PR #1805, opened 2024-10-25
Create shortcut properties for entity model fields

sfc-gh-fcampbell:
### Pre-review checklist

### Changes description
Adds properties to the native app entities to make usage of model fields a bit simpler and safer (especially the derived ones like paths).

For example, to get the package name, we can call `self.name` instead of `self._entity_model.fqn.name`.

### DIFF
--- a/src/snowflake/cli/_plugins/nativeapp/entities/application.py
+++ b/src/snowflake/cli/_plugins/nativeapp/entities/application.py
@@ -119,24 +119,24 @@ class ApplicationEntity(EntityBase[ApplicationEntityModel]):
     """
 
     @property
-    def project_root(self):
+    def project_root(self) -> Path:
         return self._workspace_ctx.project_root
 
     @property
-    def package_entity_id(self):
+    def package_entity_id(self) -> str:
         return self._entity_model.from_.target
 
     @property
-    def name(self):
+    def name(self) -> str:
         return self._entity_model.fqn.name
 
     @property
-    def role(self):
+    def role(self) -> str:
         model = self._entity_model
         return (model.meta and model.meta.role) or self._workspace_ctx.default_role
 
     @property
-    def warehouse(self):
+    def warehouse(self) -> str:
         model = self._entity_model
         return (
             model.meta and model.meta.warehouse and to_identifier(model.meta.warehouse)
--- a/src/snowflake/cli/_plugins/nativeapp/entities/application.py
+++ b/src/snowflake/cli/_plugins/nativeapp/entities/application.py
@@ -64,6 +64,7 @@ from snowflake.cli.api.metrics import CLICounterField
 from snowflake.cli.api.project.schemas.entities.common import (
     EntityModelBase,
     Identifier,
+    PostDeployHook,
     TargetField,
 )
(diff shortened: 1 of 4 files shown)


src/snowflake/cli/_plugins/nativeapp/entities/application.py
```diff
@@ -118,6 +118,35 @@ class ApplicationEntity(EntityBase[ApplicationEntityModel]):
     A Native App application object, created from an application package.
     """
 
+    @property
+    def project_root(self):
```
sfc-gh-bdufour, line 122: can we add type annotations to these properties, for clarity?

src/snowflake/cli/_plugins/nativeapp/entities/application.py
```diff
@@ -118,6 +118,35 @@ class ApplicationEntity(EntityBase[ApplicationEntityModel]):
...
+        return self._workspace_ctx.project_root
+
+    @property
+    def package_entity_id(self):
```
sfc-gh-bdufour, line 126: is this guaranteed to be a valid SF identifier? If not, should it be? Same question for all identifier properties here.

src/snowflake/cli/_plugins/nativeapp/entities/application.py
```diff
@@ -118,6 +118,35 @@ class ApplicationEntity(EntityBase[ApplicationEntityModel]):
...
+
+    @property
+    def warehouse(self):
+        model = self._entity_model
+        return (
+            model.meta and model.meta.warehouse and to_identifier(model.meta.warehouse)
+        ) or to_identifier(self._workspace_ctx.default_warehouse)
+
+    @property
+    def post_deploy_hooks(self):
```
sfc-gh-bdufour, line 146: looks like this can return a None value. Should it always return a valid list, even if empty, instead?

src/snowflake/cli/_plugins/nativeapp/entities/application_package.py
```diff
@@ -147,6 +147,51 @@ class ApplicationPackageEntity(EntityBase[ApplicationPackageEntityModel]):
     A Native App application package.
     """
 
+    @property
```
sfc-gh-bdufour, line 150: ditto for package entity

src/snowflake/cli/_plugins/nativeapp/entities/application.py
sfc-gh-fcampbell: no, this is the entity ID from snowflake.yml

src/snowflake/cli/_plugins/nativeapp/entities/application.py
sfc-gh-fcampbell: added

src/snowflake/cli/_plugins/nativeapp/entities/application.py
sfc-gh-mchok: Does it make sense to return Optional[List[...]] here then or did we skip annotating this on purpose?

sfc-gh-fcampbell: oops, updated

sfc-gh-mchok (approved):

PR #1806, opened 2024-10-28
remove old error and use new version from sql facade

sfc-gh-mchok:
### Pre-review checklist

### Changes description
- Two versions of `CouldNotUseObjectError` made it into the codebase separately. This PR consolidates both versions and chooses the one from the sql facade to be used in place of the old one

### DIFF
--- a/src/snowflake/cli/_plugins/connection/commands.py
+++ b/src/snowflake/cli/_plugins/connection/commands.py
@@ -26,6 +26,7 @@ from snowflake.cli._plugins.connection.util import (
     strip_and_check_if_exists,
     strip_if_value_present,
 )
+from snowflake.cli._plugins.nativeapp.sf_facade_constants import UseObjectType
 from snowflake.cli._plugins.object.manager import ObjectManager
 from snowflake.cli.api.cli_global_context import get_cli_context
 from snowflake.cli.api.commands.flags import (
@@ -42,7 +43,6 @@ from snowflake.cli.api.config import (
     set_config_value,
 )
 from snowflake.cli.api.console import cli_console
-from snowflake.cli.api.constants import ObjectType
 from snowflake.cli.api.output.types import (
     CollectionResult,
     CommandResult,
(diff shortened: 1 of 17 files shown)


src/snowflake/cli/api/sql_execution.py
```diff
@@ -21,11 +21,11 @@
 from textwrap import dedent
 from typing import Iterable, Optional, Tuple
 
+from snowflake.cli._plugins.nativeapp.sf_facade_constants import UseObjectType
+from snowflake.cli._plugins.nativeapp.sf_facade_exceptions import CouldNotUseObjectError
```
sfc-gh-mchok, line 25: Unsure if we want to move these into the `api` folder if we're going this route or leave it like this

src/snowflake/cli/_plugins/connection/commands.py
```diff
@@ -309,13 +309,13 @@ def test(
         schema = conn.schema
 
         if conn.role:
-            om.use(object_type=ObjectType.ROLE, name=f'"{conn.role}"')
+            om.use(object_type=UseObjectType.ROLE, name=f'"{conn.role}"')
```
sfc-gh-melnacouzi, line 312: any reason we switched to UseObjectType? 
We don't need to link the object type itself to how it is used.

src/snowflake/cli/api/sql_execution.py
sfc-gh-fcampbell: the facede is nativeapp-only for now, we'd move the whole thing later if we wanted to

sfc-gh-fcampbell: we probably shouldn't be importing from plugins from core code though, does this file need to change?

sfc-gh-mchok: If we're using the sql facade version of the exception that has the proper exception hierarchy that we want then we would need to import it from `snowflake.cli._plugins.nativeapp.sf_facade_exceptions`, unless we want to use a different error

sfc-gh-melnacouzi (approved):

src/snowflake/cli/api/sql_execution.py
sfc-gh-fcampbell: i was under the impression that we wanted to keep developing the SQL facade stuff separate from the rest of the CLI so we don't have to constantly get approval from them. i'd vote for just leaving any non-nativeapp file as-is. If that's not doable (or it would interfere with our metrics), we should move the enum and error class to the core CLI so that core files don't import from plugins (at some point we had a pre-commit check for it, not sure how this passed in the first place)

src/snowflake/cli/_plugins/connection/commands.py
sfc-gh-bdufour: Why are we changing ObjectManager calls though? We shouldn't do this right now.

src/snowflake/cli/api/sql_execution.py
```diff
@@ -90,9 +90,9 @@ def execute_query(self, query: str, **kwargs):
     def execute_queries(self, queries: str, **kwargs):
         return self._execute_queries(queries, **kwargs)
 
-    def use(self, object_type: ObjectType, name: str):
+    def use(self, object_type: UseObjectType, name: str):
```
sfc-gh-bdufour, line 93: let's not do this now, there is very little benefit in doing this.

src/snowflake/cli/api/sql_execution.py
sfc-gh-bdufour: yeah, there are way too many changes here. Can we take a step back and see what's required? Our strategy so far is that the facade is NA-specific, since it's under active development. We're not changing the rest of the CLI, that introduces more risk that we're not ready for ATM.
-- -- --
#### [WHAT TO DO]
The entire listing is to be retyped exactly.

#### [PROBLEM SOLUTION]
PR #1805, opened 2024-10-25
Create shortcut properties for entity model fields

sfc-gh-fcampbell:
### Pre-review checklist

### Changes description
Adds properties to the native app entities to make usage of model fields a bit simpler and safer (especially the derived ones like paths).

For example, to get the package name, we can call `self.name` instead of `self._entity_model.fqn.name`.

### DIFF
--- a/src/snowflake/cli/_plugins/nativeapp/entities/application.py
+++ b/src/snowflake/cli/_plugins/nativeapp/entities/application.py
@@ -119,24 +119,24 @@ class ApplicationEntity(EntityBase[ApplicationEntityModel]):
     """
 
     @property
-    def project_root(self):
+    def project_root(self) -> Path:
         return self._workspace_ctx.project_root
 
     @property
-    def package_entity_id(self):
+    def package_entity_id(self) -> str:
         return self._entity_model.from_.target
 
     @property
-    def name(self):
+    def name(self) -> str:
         return self._entity_model.fqn.name
 
     @property
-    def role(self):
+    def role(self) -> str:
         model = self._entity_model
         return (model.meta and model.meta.role) or self._workspace_ctx.default_role
 
     @property
-    def warehouse(self):
+    def warehouse(self) -> str:
         model = self._entity_model
         return (
             model.meta and model.meta.warehouse and to_identifier(model.meta.warehouse)
--- a/src/snowflake/cli/_plugins/nativeapp/entities/application.py
+++ b/src/snowflake/cli/_plugins/nativeapp/entities/application.py
@@ -64,6 +64,7 @@ from snowflake.cli.api.metrics import CLICounterField
 from snowflake.cli.api.project.schemas.entities.common import (
     EntityModelBase,
     Identifier,
+    PostDeployHook,
     TargetField,
 )
(diff shortened: 1 of 4 files shown)


src/snowflake/cli/_plugins/nativeapp/entities/application.py
```diff
@@ -118,6 +118,35 @@ class ApplicationEntity(EntityBase[ApplicationEntityModel]):
     A Native App application object, created from an application package.
     """
 
+    @property
+    def project_root(self):
```
sfc-gh-bdufour, line 122: can we add type annotations to these properties, for clarity?

src/snowflake/cli/_plugins/nativeapp/entities/application.py
```diff
@@ -118,6 +118,35 @@ class ApplicationEntity(EntityBase[ApplicationEntityModel]):
...
+        return self._workspace_ctx.project_root
+
+    @property
+    def package_entity_id(self):
```
sfc-gh-bdufour, line 126: is this guaranteed to be a valid SF identifier? If not, should it be? Same question for all identifier properties here.

src/snowflake/cli/_plugins/nativeapp/entities/application.py
```diff
@@ -118,6 +118,35 @@ class ApplicationEntity(EntityBase[ApplicationEntityModel]):
...
+
+    @property
+    def warehouse(self):
+        model = self._entity_model
+        return (
+            model.meta and model.meta.warehouse and to_identifier(model.meta.warehouse)
+        ) or to_identifier(self._workspace_ctx.default_warehouse)
+
+    @property
+    def post_deploy_hooks(self):
```
sfc-gh-bdufour, line 146: looks like this can return a None value. Should it always return a valid list, even if empty, instead?

src/snowflake/cli/_plugins/nativeapp/entities/application_package.py
```diff
@@ -147,6 +147,51 @@ class ApplicationPackageEntity(EntityBase[ApplicationPackageEntityModel]):
     A Native App application package.
     """
 
+    @property
```
sfc-gh-bdufour, line 150: ditto for package entity

src/snowflake/cli/_plugins/nativeapp/entities/application.py
sfc-gh-fcampbell: no, this is the entity ID from snowflake.yml

src/snowflake/cli/_plugins/nativeapp/entities/application.py
sfc-gh-fcampbell: added

src/snowflake/cli/_plugins/nativeapp/entities/application.py
sfc-gh-mchok: Does it make sense to return Optional[List[...]] here then or did we skip annotating this on purpose?

sfc-gh-fcampbell: oops, updated

sfc-gh-mchok (approved):

PR #1806, opened 2024-10-28
remove old error and use new version from sql facade

sfc-gh-mchok:
### Pre-review checklist

### Changes description
- Two versions of `CouldNotUseObjectError` made it into the codebase separately. This PR consolidates both versions and chooses the one from the sql facade to be used in place of the old one

### DIFF
--- a/src/snowflake/cli/_plugins/connection/commands.py
+++ b/src/snowflake/cli/_plugins/connection/commands.py
@@ -26,6 +26,7 @@ from snowflake.cli._plugins.connection.util import (
     strip_and_check_if_exists,
     strip_if_value_present,
 )
+from snowflake.cli._plugins.nativeapp.sf_facade_constants import UseObjectType
 from snowflake.cli._plugins.object.manager import ObjectManager
 from snowflake.cli.api.cli_global_context import get_cli_context
 from snowflake.cli.api.commands.flags import (
@@ -42,7 +43,6 @@ from snowflake.cli.api.config import (
     set_config_value,
 )
 from snowflake.cli.api.console import cli_console
-from snowflake.cli.api.constants import ObjectType
 from snowflake.cli.api.output.types import (
     CollectionResult,
     CommandResult,
(diff shortened: 1 of 17 files shown)


src/snowflake/cli/api/sql_execution.py
```diff
@@ -21,11 +21,11 @@
 from textwrap import dedent
 from typing import Iterable, Optional, Tuple
 
+from snowflake.cli._plugins.nativeapp.sf_facade_constants import UseObjectType
+from snowflake.cli._plugins.nativeapp.sf_facade_exceptions import CouldNotUseObjectError
```
sfc-gh-mchok, line 25: Unsure if we want to move these into the `api` folder if we're going this route or leave it like this

src/snowflake/cli/_plugins/connection/commands.py
```diff
@@ -309,13 +309,13 @@ def test(
         schema = conn.schema
 
         if conn.role:
-            om.use(object_type=ObjectType.ROLE, name=f'"{conn.role}"')
+            om.use(object_type=UseObjectType.ROLE, name=f'"{conn.role}"')
```
sfc-gh-melnacouzi, line 312: any reason we switched to UseObjectType? 
We don't need to link the object type itself to how it is used.

src/snowflake/cli/api/sql_execution.py
sfc-gh-fcampbell: the facede is nativeapp-only for now, we'd move the whole thing later if we wanted to

sfc-gh-fcampbell: we probably shouldn't be importing from plugins from core code though, does this file need to change?

sfc-gh-mchok: If we're using the sql facade version of the exception that has the proper exception hierarchy that we want then we would need to import it from `snowflake.cli._plugins.nativeapp.sf_facade_exceptions`, unless we want to use a different error

sfc-gh-melnacouzi (approved):

src/snowflake/cli/api/sql_execution.py
sfc-gh-fcampbell: i was under the impression that we wanted to keep developing the SQL facade stuff separate from the rest of the CLI so we don't have to constantly get approval from them. i'd vote for just leaving any non-nativeapp file as-is. If that's not doable (or it would interfere with our metrics), we should move the enum and error class to the core CLI so that core files don't import from plugins (at some point we had a pre-commit check for it, not sure how this passed in the first place)

src/snowflake/cli/_plugins/connection/commands.py
sfc-gh-bdufour: Why are we changing ObjectManager calls though? We shouldn't do this right now.

src/snowflake/cli/api/sql_execution.py
```diff
@@ -90,9 +90,9 @@ def execute_query(self, query: str, **kwargs):
     def execute_queries(self, queries: str, **kwargs):
         return self._execute_queries(queries, **kwargs)
 
-    def use(self, object_type: ObjectType, name: str):
+    def use(self, object_type: UseObjectType, name: str):
```
sfc-gh-bdufour, line 93: let's not do this now, there is very little benefit in doing this.

src/snowflake/cli/api/sql_execution.py
sfc-gh-bdufour: yeah, there are way too many changes here. Can we take a step back and see what's required? Our strategy so far is that the facade is NA-specific, since it's under active development. We're not changing the rest of the CLI, that introduces more risk that we're not ready for ATM.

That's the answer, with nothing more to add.